A few things I learned about pipeline:

  • One can turn any function into a transformer by using FunctionTransformer
    • The function will receive a data frame. It needs to return a data frame. This is generally not strictly required, but for a uniform usage of sequential transformers, I think this should be generally encouraged.
  • Pipeline is quite hard to grasp, but I realized this is a very good method to use. It helps modularize and reuse a lot of code. Prior to using pipeline after feature engineering I needed to transform the columns manually before fitting into a model. Any changes made to the feature I will have to make change to this transformation code as well. However with pipeline, this is no longer the case - the transformation code mostly stays the same.

Cross validation

I understand more about cross validation. One question I had was: why was cross validation needed when it doesn’t produce any usable model for inferring later. The answer I learned is: cross validation is not used to pick the best model, it’s used for picking the best kind of model.

Without cross validation, a model’s performance would be affected by the choice of train/test split. If train split is full of easy samples and test split is full of hard sample, the performance is gonna be really bad. Conversely, if train split is full of hard samples and test split full of easy samples, the test loss is going to be smaller than that in the train split. In both cases, the prediction quality in unseen data is not very predictable.

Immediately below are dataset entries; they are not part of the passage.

PR #1039, opened 2018-02-28
Lock down the backup view

### LINKED ISSUE #1038: Backup view isn't protected
Issue description

If you include the Djangae contrib backups up, the create_datastore_backup view has no protection. It should be locked down to tasks or admins only using the decorator in djangae.environment.

The URL is also missing a trailing slash, but we'll have to make that optional as people will be using it already.

Steps to reproduce

Install the `djangae.contrib.backups` app, run `./manage.py dumpurls`

Traceback or other info

* Djangae version: 0.9/10
* Django version: N/A

Kazade:
Fixes #1038 

- Locks down the backup creation view to admins and tasks
- Fixes the URL to match the documentation

PR checklist:
- [x] Updated CHANGELOG.md 

### DIFF
--- a/CHANGELOG.md
+++ b/CHANGELOG.md
@@ -44,6 +44,8 @@
  - Fixed the `sleep()` time in `djangae.utils.retry` which was sleeping in `ns` rather than `ms`
  - Fix unicode error when creating a SQL representation
  - Fix cross-database relationship support for `RelatedSetField` and `RelatedListField`.
+ - Locked down the backup creation view in `djangae.contrib.backups`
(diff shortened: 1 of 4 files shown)


adamalton:
Does the `/?` at the end of the URL regex definitely work?  I seem to recall trying that and it not working in the past.

Kazade:
Yep it works: https://stackoverflow.com/questions/1596552/django-urls-without-a-trailing-slash-do-not-redirect#11690144

It'll bypass any Django APPEND_SLASH redirect behaviour, but as this is designed to be a cron task that won't work anyway as cron tasks don't follow redirects.

adamalton:
👍

PR #1049, opened 2018-04-09
Fix computed collation field

### LINKED ISSUE #1048: ComputedCollationField fails in multiple ways
Issue description

ComputedCollationField will throw an error like this if you are computing the collation from a long string.

```
BadRequestError: The value of property "XXXXXX" is longer than 1500 bytes.
```

This is because the collation string is much longer than the original. A better behaviour here would be to log a warning and truncate the data. As this field is used for ordering it's unlikely that differences beyond the first 1500 bytes will make a huge difference to ordering. It's far better than dying on save.

Steps to reproduce

Traceback or other info

* Djangae version: 0.9.10
* Django version: 1.11
* Using Cloud SDK: no

Kazade:
Fixes #1048 

- Fixes incorrect sort key generation
- Warns and truncates sort keys which are too long

PR checklist:
- [x] Updated CHANGELOG.md 

### DIFF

Cross validation does away with this concern. By splitting the data into multiple folds and then training/testing on different folds, one can stop worrying about the issue above.

It’s also provide a basis to choose from different kinds of model. For example, how would one choose using LinearRegression over MLP? With cross validation, we can see that range of performance each model makes and choose one with better average performance. In this particular problem, MLP performs way better than LinearRegression on average (or rather, most of the cases)

GridSearchCV (grid search cross validation) simply bring this idea to the next level. It uses the cross validation performance during grid searching to make sure that we can find the best params to provide the best performance on average.